Items listed in a dataset:
▶

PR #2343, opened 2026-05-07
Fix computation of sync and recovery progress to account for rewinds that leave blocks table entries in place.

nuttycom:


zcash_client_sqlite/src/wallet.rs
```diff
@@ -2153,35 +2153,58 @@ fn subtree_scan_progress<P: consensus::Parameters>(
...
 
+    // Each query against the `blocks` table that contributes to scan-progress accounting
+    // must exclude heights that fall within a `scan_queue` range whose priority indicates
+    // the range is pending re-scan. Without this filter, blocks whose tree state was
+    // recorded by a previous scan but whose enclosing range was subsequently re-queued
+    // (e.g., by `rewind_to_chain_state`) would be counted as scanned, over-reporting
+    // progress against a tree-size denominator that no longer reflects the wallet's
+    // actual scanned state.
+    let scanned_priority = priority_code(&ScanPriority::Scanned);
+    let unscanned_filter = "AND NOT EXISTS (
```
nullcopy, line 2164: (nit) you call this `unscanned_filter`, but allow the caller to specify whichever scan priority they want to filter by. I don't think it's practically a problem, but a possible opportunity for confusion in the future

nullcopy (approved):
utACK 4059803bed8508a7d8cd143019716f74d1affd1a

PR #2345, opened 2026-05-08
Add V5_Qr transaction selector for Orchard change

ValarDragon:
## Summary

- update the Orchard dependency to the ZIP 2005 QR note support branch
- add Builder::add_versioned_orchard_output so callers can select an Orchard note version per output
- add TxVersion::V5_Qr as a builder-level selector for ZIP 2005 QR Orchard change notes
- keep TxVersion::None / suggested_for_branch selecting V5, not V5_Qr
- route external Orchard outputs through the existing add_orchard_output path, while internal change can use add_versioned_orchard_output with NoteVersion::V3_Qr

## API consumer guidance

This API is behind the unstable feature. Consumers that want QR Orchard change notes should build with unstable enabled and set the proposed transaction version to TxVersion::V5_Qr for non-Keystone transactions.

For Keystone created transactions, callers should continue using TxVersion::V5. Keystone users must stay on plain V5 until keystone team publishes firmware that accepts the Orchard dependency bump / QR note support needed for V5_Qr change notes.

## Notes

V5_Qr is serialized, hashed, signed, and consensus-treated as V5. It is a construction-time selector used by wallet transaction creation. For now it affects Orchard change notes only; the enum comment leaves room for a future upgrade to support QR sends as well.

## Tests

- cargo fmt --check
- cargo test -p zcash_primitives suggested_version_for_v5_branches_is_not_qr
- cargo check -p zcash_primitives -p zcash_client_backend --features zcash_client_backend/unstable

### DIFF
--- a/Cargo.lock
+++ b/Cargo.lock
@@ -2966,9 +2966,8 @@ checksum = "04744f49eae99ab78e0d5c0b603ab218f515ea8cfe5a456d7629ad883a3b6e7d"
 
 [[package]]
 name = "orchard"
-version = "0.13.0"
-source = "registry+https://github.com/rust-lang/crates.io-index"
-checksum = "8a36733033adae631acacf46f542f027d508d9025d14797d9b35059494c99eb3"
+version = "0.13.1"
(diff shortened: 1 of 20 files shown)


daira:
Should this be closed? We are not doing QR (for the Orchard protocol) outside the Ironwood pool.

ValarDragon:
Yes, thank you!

◀
▶

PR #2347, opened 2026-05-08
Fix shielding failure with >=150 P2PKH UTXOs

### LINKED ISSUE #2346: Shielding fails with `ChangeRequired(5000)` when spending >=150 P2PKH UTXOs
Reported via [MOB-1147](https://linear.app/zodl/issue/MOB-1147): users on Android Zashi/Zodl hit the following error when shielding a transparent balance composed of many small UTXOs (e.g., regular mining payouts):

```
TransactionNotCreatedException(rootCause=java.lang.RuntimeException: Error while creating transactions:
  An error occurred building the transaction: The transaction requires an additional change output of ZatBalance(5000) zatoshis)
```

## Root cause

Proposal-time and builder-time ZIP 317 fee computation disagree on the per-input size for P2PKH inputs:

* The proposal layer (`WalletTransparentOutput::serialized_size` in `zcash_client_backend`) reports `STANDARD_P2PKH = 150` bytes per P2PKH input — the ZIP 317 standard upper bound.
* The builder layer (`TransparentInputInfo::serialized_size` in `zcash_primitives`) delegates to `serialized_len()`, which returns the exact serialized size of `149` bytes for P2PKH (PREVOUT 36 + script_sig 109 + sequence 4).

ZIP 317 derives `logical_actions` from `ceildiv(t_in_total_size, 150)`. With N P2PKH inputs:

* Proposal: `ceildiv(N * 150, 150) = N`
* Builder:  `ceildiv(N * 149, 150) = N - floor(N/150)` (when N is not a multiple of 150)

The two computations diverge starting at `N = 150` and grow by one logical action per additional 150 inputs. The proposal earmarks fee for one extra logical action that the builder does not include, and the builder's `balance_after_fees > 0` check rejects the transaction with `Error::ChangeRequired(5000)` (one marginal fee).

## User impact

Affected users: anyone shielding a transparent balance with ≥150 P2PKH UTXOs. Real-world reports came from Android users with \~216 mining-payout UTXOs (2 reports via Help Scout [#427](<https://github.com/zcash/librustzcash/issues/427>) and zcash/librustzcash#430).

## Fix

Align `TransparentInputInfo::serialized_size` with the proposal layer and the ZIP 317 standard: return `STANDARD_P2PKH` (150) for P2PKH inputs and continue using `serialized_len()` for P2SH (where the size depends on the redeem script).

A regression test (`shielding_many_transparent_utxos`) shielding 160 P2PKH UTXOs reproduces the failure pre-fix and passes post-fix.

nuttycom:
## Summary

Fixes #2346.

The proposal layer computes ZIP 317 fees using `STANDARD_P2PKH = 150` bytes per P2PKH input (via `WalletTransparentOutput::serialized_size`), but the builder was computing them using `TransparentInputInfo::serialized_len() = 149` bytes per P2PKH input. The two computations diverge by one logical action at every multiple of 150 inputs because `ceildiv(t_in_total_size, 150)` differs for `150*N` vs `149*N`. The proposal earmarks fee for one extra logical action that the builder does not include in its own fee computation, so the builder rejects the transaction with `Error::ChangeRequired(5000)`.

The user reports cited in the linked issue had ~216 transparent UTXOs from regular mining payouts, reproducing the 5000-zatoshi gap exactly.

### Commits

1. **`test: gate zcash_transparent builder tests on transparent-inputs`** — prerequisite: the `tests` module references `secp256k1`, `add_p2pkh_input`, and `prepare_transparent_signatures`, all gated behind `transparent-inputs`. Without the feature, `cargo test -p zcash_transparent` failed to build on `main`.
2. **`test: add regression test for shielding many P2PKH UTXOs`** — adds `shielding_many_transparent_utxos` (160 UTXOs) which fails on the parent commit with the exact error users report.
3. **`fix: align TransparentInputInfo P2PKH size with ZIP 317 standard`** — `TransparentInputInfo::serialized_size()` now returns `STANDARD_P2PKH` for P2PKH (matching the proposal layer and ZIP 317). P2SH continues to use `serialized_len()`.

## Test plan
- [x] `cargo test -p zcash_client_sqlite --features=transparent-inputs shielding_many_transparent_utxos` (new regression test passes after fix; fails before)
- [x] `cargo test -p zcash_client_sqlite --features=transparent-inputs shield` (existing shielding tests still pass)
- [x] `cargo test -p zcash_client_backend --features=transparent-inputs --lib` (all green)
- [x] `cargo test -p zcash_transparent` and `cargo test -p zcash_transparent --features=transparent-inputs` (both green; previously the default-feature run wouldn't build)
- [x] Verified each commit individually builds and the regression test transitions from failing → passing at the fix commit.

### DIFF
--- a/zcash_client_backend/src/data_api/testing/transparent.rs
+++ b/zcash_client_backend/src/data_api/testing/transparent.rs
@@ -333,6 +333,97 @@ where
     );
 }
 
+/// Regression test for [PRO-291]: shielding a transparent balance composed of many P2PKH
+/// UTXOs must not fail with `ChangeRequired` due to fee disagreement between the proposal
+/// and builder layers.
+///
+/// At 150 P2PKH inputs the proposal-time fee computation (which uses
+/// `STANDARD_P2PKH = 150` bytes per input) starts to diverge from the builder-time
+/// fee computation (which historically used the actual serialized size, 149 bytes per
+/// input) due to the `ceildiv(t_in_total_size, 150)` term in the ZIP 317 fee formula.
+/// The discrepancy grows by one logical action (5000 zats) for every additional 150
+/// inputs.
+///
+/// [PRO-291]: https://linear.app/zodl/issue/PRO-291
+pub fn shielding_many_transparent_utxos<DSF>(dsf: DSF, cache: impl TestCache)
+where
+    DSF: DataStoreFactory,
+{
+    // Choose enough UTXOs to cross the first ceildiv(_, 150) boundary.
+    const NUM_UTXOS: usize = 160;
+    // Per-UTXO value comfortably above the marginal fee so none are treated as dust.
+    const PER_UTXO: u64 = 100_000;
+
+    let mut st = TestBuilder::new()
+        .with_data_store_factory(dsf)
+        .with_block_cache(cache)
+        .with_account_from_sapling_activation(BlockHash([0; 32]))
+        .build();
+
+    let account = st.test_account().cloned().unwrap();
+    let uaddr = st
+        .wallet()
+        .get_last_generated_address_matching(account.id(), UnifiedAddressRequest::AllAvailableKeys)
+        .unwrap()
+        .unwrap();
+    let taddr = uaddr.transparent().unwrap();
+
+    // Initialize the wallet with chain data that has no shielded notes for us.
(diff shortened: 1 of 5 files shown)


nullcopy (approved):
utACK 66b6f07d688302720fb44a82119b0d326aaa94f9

◀

• _Problem to solve_
Some lines in the data above hold the string "shortened". Find and copy each of them.

• _Solution for this exercise_
(diff shortened: 1 of 20 files shown)
(diff shortened: 1 of 5 files shown)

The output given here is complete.